Death of an ‘abomination’

ONE half of the pair of murderous drifters who terrified Ireland in 1976 has died, but for almost an hour yesterday the crimes of Geoffrey Evans sent a further chill down the spine.

Evans, a native of Lancashire in England, died at St Mary’s Nursing Home in Dublin over the weekend, having been in a coma since complications following heart surgery at the end of 2008.

Evans, along with his fellow Englishman John Shaw, had been serving a life sentence following his conviction for the murders of Elizabeth Plunkett and Mary Duffy, two defenceless women abducted, raped and killed in barbarous circumstances in 1976.

On yesterday’s Liveline programme on Radio One, retired Det Gerry O’Carroll, involved in getting the damning confession from Shaw about the murders and an “orgy of killing” planned by the two men, said the air was now a little cleaner for Evans’ passing.

Referring to the pair as “two English drifters”, he said they were career criminals wanted for rape in Britain who landed in Ireland using false names and then embarked on a crime spree which ended in the horrific deaths of Ms Plunkett and Ms Duffy.

Mr O’Carroll recalled how Ms Plunkett left a pub in Brittas Bay following a row with her boyfriend, only to fall into the clutches of Shaw and Evans.

“An ordinary little row between her and him led to her death,” he said.

Ms Plunkett, a 23-year-old currency clerk from Ringsend, Dublin, was picked up on the pretext of getting a lift and was then savagely beaten, taken to woods at Castletymon and raped before being killed.

According to Mr O’Carroll, Evans was the main influence within the pairing, and had even instructed Shaw to kill Ms Plunkett while he went for a walk. On returning to find her still alive he ordered that she be killed immediately. Her weighed down body was then tossed into the sea from a boat the pair had stolen.

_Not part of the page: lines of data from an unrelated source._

PR #1511, opened 2019-10-15
Fix S3LocationSelector._labels when there are no locations

### LINKED ISSUE #1502: <type 'exceptions.TypeError'> 'NoneType' object has no attribute '__getitem__'
I am always getting this issue can anyone help me? Thank you in advance!

  File "C:\Users\Dell 5421\web2py\gluon\restricted.py", line 227, in restricted
    exec ccode in environment
  File "C:/Users/Dell 5421/web2py/applications/eden/controllers/org.py", line 505, in <module>
  File "C:\Users\Dell 5421\web2py\gluon\globals.py", line 417, in <lambda>
    self._caller = lambda f: f()
  File "C:/Users/Dell 5421/web2py/applications/eden/controllers/org.py", line 149, in facility
    return s3db.org_facility_controller()
  File "applications\eden\modules\s3db\org.py", line 7234, in org_facility_controller
    rheader = org_rheader,
  File "C:/Users/Dell 5421/web2py/applications/eden/models/00_utils.py", line 244, in s3_rest_controller
    output = r(**attr)
  File "applications\eden\modules\s3\s3rest.py", line 683, in __call__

The two men had already escaped Garda attention, having been released on bail following a spate of burglaries, and had also managed to evade extradition back to Britain. Using a hand-painted Ford Cortina — a “giveaway”, Mr O’Carroll told listeners yesterday — they drove around the country, and abducted Mary Duffy, a 23-year-old cook from Belcarra near Castlebar. Even as she was being abducted the hunt was on for their vehicle, spotted at a filling station in Maam Cross in Co Galway.

However, it was too late for Ms Duffy, who was badly beaten in the car as it sped towards Connemara. On arrival at a remote woodland area at Ballynahinch she was repeatedly raped and tied to a tree. According to Mr O’Carroll: “They kept her alive for 24 hours tied to a tree.”

He said her death and that of Ms Plunkett was a “landmark in horror, undiminished by the passage of the years”. Evans and Shaw had planned a third killing, but their intended victim had what Mr O’Carroll called “a miraculous escape”, her intuition leading her to escape from a pub window after she had asked to use the bathroom when in the car with the two men.

Sightings of the Cortina ultimately led to the two men being spotted and arrested in Salthill in Galway on Sept 27, 1976, but it was Shaw’s confession to Mr O’Carroll during an early hours questioning session in the billiards room of the Eglington Road Garda station which led to both men receiving life sentences.

Pricking Shaw’s conscience by asking if he was a Catholic and a father, and leading him into prayer, Shaw cracked and confessed to the killings and the plans for more victims.

“It was a nightmare, it was horror heaped on horror,” Mr O’Carroll said. “I don’t think we have ever had an abomination on two feet like we did with Evans.”

Following their arrest, Shaw had told Mr O’Carroll in the back of a squad car: “I am glad you got me, we were going to kill one a week.”

Evans, 67, is not thought to have expressed any remorse for his role in the murders and spent the majority of his life sentence in Arbor Hill before his hospital treatment. No funeral details have been announced and it is unknown if any relatives will come forward to claim his body or whether the State will have to bury him. Shaw is still serving his life sentence in Castlerea Prison.

“I have mixed feelings this morning,” Mr O’Carroll said of Evans. “I can’t find it in my heart to have any pity or remorse. The air is a little cleaner for him having passed away.”